(Stored data)
PR #300, opened 2016-07-22
glyphWindow: glyphOffset() should skip glyphs in glyphOrder but not in font

moyogo:
In glyphWindow, Next Glyph or Previous Glyph may raise KeyError when a glyphOrder has glyphs not in a font.

### DIFF
--- a/Lib/trufont/windows/glyphWindow.py
+++ b/Lib/trufont/windows/glyphWindow.py
@@ -146,7 +146,13 @@ class GlyphWindow(BaseMainWindow):
         if not (glyphOrder and len(glyphOrder)):
             return
         index = glyphOrder.index(currentGlyph.name)
-        newIndex = (index + offset) % len(glyphOrder)
+        newIndex = index
+        sign = offset//abs(offset)
+        while True:
+            newIndex = newIndex + sign
+            newIndex = (newIndex) % len(glyphOrder)
+            if glyphOrder[newIndex] in font:
+                break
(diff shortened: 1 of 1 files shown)


adrientetar:
Hmm. I think what we should really do is making template glyphs for glyph that are in glyphOrder but not in font. I thought that was the current behavior already.

moyogo:
It seems that changed in https://github.com/trufont/trufont/commit/35b6257f0f39f18b668e45905b31d5a4f63762e6#diff-f2f869f598056034c344c35ea0834826L798

Having FontWindow._updateGlyphsFromGlyphOrder() do the following seems to do the trick:
```python
if glyphName in font:
    glyphs.append(font[glyphName])
else:
    glyphs.append(font.newStandardGlyph(glyphName, asTemplate=True))
```

But then, we might still want to skip over the template glyphs with Next Glyph and Previous Glyph.
For example, in https://github.com/daltonmaag/scope-one, we have template glyphs only to neatly arrange glyphs in rows of 32.

khaledhosny:
I don’t think next/previous glyph should normally skip template glyphs.

adrientetar:
3c33bc3bf8aa2113966b190a167dcc6d62783c25

> we have template glyphs only to neatly arrange glyphs in rows of 32.

Hum, that's not really the primary intent of template glyphs. However maybe this set should be configurable, if you want to open an issue for it.

PR #302, opened 2016-07-24
Use Unix line endings

khaledhosny:
This file is the only one in repository using DOS line endings, I think
we better stick to one for consistency.


anthrotype:
We could also check in a .gitattributes file with `*.py text eol=lf` to force Unix line endings.

PR #310, opened 2016-07-30
requirements.txt: add --find-links to download booleanOperations==0.4 from Github Releases page

anthrotype:
…


anthrotype:
Installing Trufont from source no longer requires a C++ compiler.

anthrotype:
well, at least for Windows and OS X. For Linux, I still haven't found the time to understand how to make a manylinux1 wheel.

Btw, have you noticed, PyQt 5.7 is out ;)

adrientetar:
Oh nice, I just did the upgrade.

Issue #385, opened 2017-03-09
Saving in the font features window should save the font


khaledhosny:
It is rather inconvenient to have so save the features, then switch the font window and save the font each time one modifies the features.

PR #389, opened 2017-03-09
Save the font when saving the features as well

khaledhosny:
Fixes https://github.com/trufont/trufont/issues/385.


madig:
What keeps this from being merged?

davelab6:
@khaledhosny would you merge this yourself now?

Issue #387, opened 2017-03-09
Glyph tab should always show the glyph name


khaledhosny:
Currently it seems if the glyph has a `unicode` value the character is shown, but I think the glyph name is still important and should always be shown. I suggest always showing the glyph name, then the character in brackets if present, e.g. “uni0640 (ـ)”, or something like that.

■ How to complete this task
Give only the lines from the one holding "3c33bc3bf8aa2113966b190a167dcc6d62783c25" through the one holding "Glyph tab should always show the glyph name", each restated exactly as it appears above.

■ Result
3c33bc3bf8aa2113966b190a167dcc6d62783c25

> we have template glyphs only to neatly arrange glyphs in rows of 32.

Hum, that's not really the primary intent of template glyphs. However maybe this set should be configurable, if you want to open an issue for it.

PR #302, opened 2016-07-24
Use Unix line endings

khaledhosny:
This file is the only one in repository using DOS line endings, I think
we better stick to one for consistency.


anthrotype:
We could also check in a .gitattributes file with `*.py text eol=lf` to force Unix line endings.

PR #310, opened 2016-07-30
requirements.txt: add --find-links to download booleanOperations==0.4 from Github Releases page

anthrotype:
…


anthrotype:
Installing Trufont from source no longer requires a C++ compiler.

anthrotype:
well, at least for Windows and OS X. For Linux, I still haven't found the time to understand how to make a manylinux1 wheel.

Btw, have you noticed, PyQt 5.7 is out ;)

adrientetar:
Oh nice, I just did the upgrade.

Issue #385, opened 2017-03-09
Saving in the font features window should save the font


khaledhosny:
It is rather inconvenient to have so save the features, then switch the font window and save the font each time one modifies the features.

PR #389, opened 2017-03-09
Save the font when saving the features as well

khaledhosny:
Fixes https://github.com/trufont/trufont/issues/385.


madig:
What keeps this from being merged?

davelab6:
@khaledhosny would you merge this yourself now?

Issue #387, opened 2017-03-09
Glyph tab should always show the glyph name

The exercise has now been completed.